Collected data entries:
PR #2685, opened 2024-12-29
a more robust paredit deleteBackward

### LINKED ISSUE #2611: Paredit garbles while backspacing rapidly
When I backspace quickly, a document that begins valid-with-respect-to-Paredit can become invalid.

Rapidity (e.g., ordinary keyboard auto-repeat) is the key. I have not seen the problem when backspacing more slowly, such as once per second.  Furthermore, the problem seems more severe with relatively big documents on relatively feeble computers.  The more powerful the computer or the smaller the clj file, the less likely the problem.

To reproduce the problem: Open a clj or cljs file that is well-formed with respect to Paredit. Position the cursor at a point from which you can backspace a lot. Hold down the backspace key and allow it to auto-repeat. Soon, parens will start turning red or double-quotes will be mismatched.

To reproduce the problem on a pretty good machine, I started with Calva's src/cljs-lib/test/pez_rewrite_clj/paredit_test.cljs (simply because it was already large-ish), Selected-all, and Pasted numerous times until the buffer's length was about 20,000 lines. Then I positioned the cursor near the middle of the file, after a top-level form, and held down the Backspace key. On a more modest virtual machine with 8g memory and 4 cpus, a quite average clj file of a few hundred lines is enough.

pbwolf:
This is for review and comment to fix 2611, the backspace garble.

## What has changed? 

- A pattern is established for **non-async command handlers** that run faster and expose themselves less to the risk of race conditions. paredit.backspace is the guinea pig. The non-async pattern need not "take over the world" but will be helpful for commands that might be issued rapidly. deleteForward could be another candidate.
- A pattern is roughed out for **slightly-delayed, debounced reformat-as-you-type**, which is technically necessitated by the non-async command handlers. The reformatter needs a post-edit document and model, which do not exist until after the command has exited and processChanges has been apprised of the changes. Anyway, decoupling reformatting from the commands helps keep the commands fast enough to enjoy on autorepeat.

- paredit.backspace is the guinea pig for the aforementioned patterns.
- paredit.backspace is registered with **registerTextEditorCommand** (so it receives a TextEditorEdit from VS Code), and **does not await anything**. In the pareditCommands array, it has "handlerNow" instead of "handler", distinguishing the registration technique. (A suffix helps keep twins identifiable, and the particular suffix 'Now' is shorter and more pointed than 'Sync'.)
- paredit.backspace uses a new **editNow**, vs the async "edit", in EditableDocument. Such is implemented in doc-mirror too. *To avoid duplication, as a rule the predominant logic has moved to the "...Now" function and the original async function delegates to it with async dressings before or after.*
- paredit.backspace uses a new **getConfigNow** (instead of async "getConfig"). getConfig already stuffed the haul from LSP in a variable; getConfigNow uses that variable. A new TTL of a few seconds is observed to avoid flagrant staleness. 
- paredit.backspace's **ModelEdits are contrived to result in the appropriate final caret location**. For example, the subroutine backspaceOnWhitespace is changed to use delete followed by insert, instead of a single changeRange, because insert positions the cursor and replace does not. The reason for the convention is that - if both an edit and a selection were attempted - the selection apparently isn't well coordinated with the edit and can result in garble when backspace is on autorepeat. (Not every command could be implemented this way, but not every command needs to be non-async.)
- Compensating for paredit.backspace not explicitly specifying a selection to refine each edit, StringDocument infers a selection change from the ModelEdits, in mimicry of VS Code's text editor.   
- wrapPareditCommandNow, the "...Now" synchronous-handler analog of wrapPareditCommand, makes a handler with a **document-version safety guard** that compares with a version number kept in the model by **processChanges**. In case of mismatch, the handler discards the command. This is "work shedding". Without this guard, it is not uncommon for autorepeat to invoke backspace a second or third time before processChanges is apprised of the first backspace... another race condition! Consequently the 2nd and 3rd invocations would use an outdated model and produce a garbled document. (It turns out not to be productive to put a similar guard in async handlers' wrapPareditCommand, since autorepeat may invoke a second paredit command while an in-progress async paredit command, which has not yet modified the document, is parked awaiting something.) 
- paredit.backspace invokes a new **scheduleFormatAsType** (but doesn't await it!) in one case: upon removal of an empty pair of brackets.

Risks

- format.ts - the original async paths tangential to format-as-you-type were touched. Is any feature disrupted?
- paredit-test.ts - the backspace tests, when checking the cursor location after an edit, are in fact checking the doc.model's new simulation of VS Code's TextEditor behavior, since paredit.backspace can no longer override post-edit selection.
 
Fixes #2611

## My Calva PR Checklist

I have:

    - [ ] **No** Updated the `[Unreleased]` entry in `CHANGELOG.md`, linking the issue(s) that the PR is addressing.
- [x] **I think not** Figured if **anything** about the fix warrants tests on Mac/Linux/Windows/Remote/Whatever, and either tested it there if so, or mentioned it in the PR.
- [x] N/A ~Added to or updated docs in this branch, if appropriate~
- [x] Tests
  - [x] Tested the particular change (backspace)
  - [ ] **Don't know** Figured if the change might have some side effects and tested those as well.


pbwolf:
Superseding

What this task involves:
In the records above, the line with "- format.ts - the" marks the start and the line with "- [x] Tested" marks the end; copy that stretch exactly, both lines included, and nothing else.

Exercise response:
- format.ts - the original async paths tangential to format-as-you-type were touched. Is any feature disrupted?
- paredit-test.ts - the backspace tests, when checking the cursor location after an edit, are in fact checking the doc.model's new simulation of VS Code's TextEditor behavior, since paredit.backspace can no longer override post-edit selection.
 
Fixes #2611

## My Calva PR Checklist

I have:

    - [ ] **No** Updated the `[Unreleased]` entry in `CHANGELOG.md`, linking the issue(s) that the PR is addressing.
- [x] **I think not** Figured if **anything** about the fix warrants tests on Mac/Linux/Windows/Remote/Whatever, and either tested it there if so, or mentioned it in the PR.
- [x] N/A ~Added to or updated docs in this branch, if appropriate~
- [x] Tests
  - [x] Tested the particular change (backspace)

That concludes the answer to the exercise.